Affiorano così allo sguardo tutta una serie di esplicitazioni spesso decisamente informali perché interviene direttamente nella materia con un segno espressivo e un gesto spontanee, in cui le modulazioni cromatiche stesse sembrano essere ricondotte al servizio di un serrato impianto costruttivo organizzato talvolta su una griglia spaziale,e la fantasia a fare da supporto ideale x questa trascrizione di segni e di impulsi che si rifanno alla sfera tipicamente sensoriale. Sappiamo che segno,e gesto e materia sono alla radice della poetica “informale”, perché un linguaggio del genere nasce e si origina dal dominio della pulsione.
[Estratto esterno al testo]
PR #1828, opened 2023-11-02
Chart: add egress network policy for controller

calvix:
**Is this a bug fix or adding a new feature?**
Bug fix
In a secure environment with strict network policy mode, all traffic is denied except traffic allowed by the network policies.

In order to be able to run the `aws-ebs-csi-driver ` in such an environment  it is necessary to specify the network policy for the controller otherwise it will end with the error:
```
I1102 15:12:02.790807       1 event.go:298] Event(v1.ObjectReference{Kind:"PersistentVolumeClaim", Namespace:"default", Name:"example-pvc", UID:"81413a15-1473-4778-94d4-6a2908249527", APIVersion:"v1", ResourceVersion:"37899", FieldPath:""}): type: 'Warning' reason: 'ProvisioningFailed' failed to provision volume with StorageClass "gp2": rpc error: code = DeadlineExceeded desc = context deadline exceeded
```

**What testing is done?**

### DIFF
--- a/charts/aws-ebs-csi-driver/templates/controller-network-policy.yaml
+++ b/charts/aws-ebs-csi-driver/templates/controller-network-policy.yaml
@@ -1,0 +1,13 @@
+apiVersion: networking.k8s.io/v1
+kind: NetworkPolicy
+metadata:
+  name: {{ include "aws-ebs-csi-driver.name" . }}-controller
+  namespace: kube-system
+spec:
+  egress:
+  - {}
+  podSelector:
+    matchLabels:
+      app.kubernetes.io/name: {{ include "aws-ebs-csi-driver.name" . }}
+  policyTypes:
+  - Egress


rdpsin:
What's the effect of this on non-airgapped environments? Should this be put behind a conditional?

calvix:
> What's the effect of this on non-airgapped environments? Should this be put behind a conditional?

if the environment is not running any network policy controller it should have no effect

If the environment is running a network policy controller in non-strict mode (all traffic is allowed unless network policy specifies otherwise) it should work the same


But if you feel this should be conditional and enabled only when a certain value is set than I am fine to adjust the changes.

rdpsin:
My personal preference would be to put it behind a flag so that it doesn't surprise users updating to a new version of the chart (even though there's no functional change). @torredil @ConnorJC3 @AndrewSirenko are the arbiters, though. :)

torredil (changes requested):
Hi @calvix, thank you for your contribution.

Let's consider the case where a cluster administrator has already deployed a network policy for the controller. 

By deploying this network policy we could be unintentionally overriding restrictions set by that existing policy because network policies are additive. This would allow for broad egress traffic, which in environments where traffic needs to be controlled for compliance or security reasons would be very undesirable.

+1 to @rdpsin's suggestion. See an example in minio's chart here: https://github.com/minio/minio/blob/754f7a8a395e87a744050476d8b16c16af50a800/helm/minio/values.yaml#L500 where they provide this configuration, disabled by default.

charts/aws-ebs-csi-driver/templates/controller-network-policy.yaml
```diff
@@ -0,0 +1,13 @@
+apiVersion: networking.k8s.io/v1
+kind: NetworkPolicy
+metadata:
+  name: {{ include "aws-ebs-csi-driver.name" . }}-controller
+  namespace: kube-system
```
ConnorJC3, line 5: This shouldn't be hardcoded, it should use `Release.Namespace`

charts/aws-ebs-csi-driver/templates/controller-network-policy.yaml
```diff
@@ -0,0 +1,13 @@
...
+spec:
+  egress:
+  - {}
+  podSelector:
+    matchLabels:
```
ConnorJC3, line 10: This should use `aws-ebs-csi-driver.selectorLabels`

ConnorJC3 (changes requested):
Sorry about the late review on this, but agree with above. We definitely cannot have this enabled by default, our security-conscious users would be very mad if we suddenly deploy a default-enabled `NetworkPolicy` that bypasses their configurations.

To be honest, I'm not sure if there's even a strong need for this at all - in environments so security conscious the user has defaulted the `NetworkPolicy` to egress disabled, would they really want a policy with an unlimited egress policy?

ConnorJC3:
/close

Hi, the team talked about this, and we decided that we don't want to move forwards with this change at the moment.

Deploying a default-enabled `NetworkPolicy` is extremely likely to surprise security-conscious users. Users running clusters with special requirements like strict network policy mode are likely to have a better idea of what policy is appropriate than a blanket policy we apply to all clusters.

Ebbene in Buono si avverte, sia pure in una alternanza semantica significativa questa condizione particolare, questo muoversi e voler scoprire un “reale fantastico” ,una trasfigurazione immaginifica, in tal modo l’opera vive allora come in una doppia tensione,tra flusso espressivo e suo annientamento, sulla scia di una intuibile ricerca di dimensioni e di spazi evocativi destinati a respiri più ampi e come se dai gorghi della memoria dovessero emergere i termini di una poetica continuamente oscillante tra visibile e invisibile,tra superficie e profondità.
Alla radice c’è senza dubbio una irrequietezza come supporto ideativo, per cui il rapporto che viene a stabilirsi è attivato al rimando tra fattori di contrazione e di espansione,di parcellizzazione e di ricomposizione globale.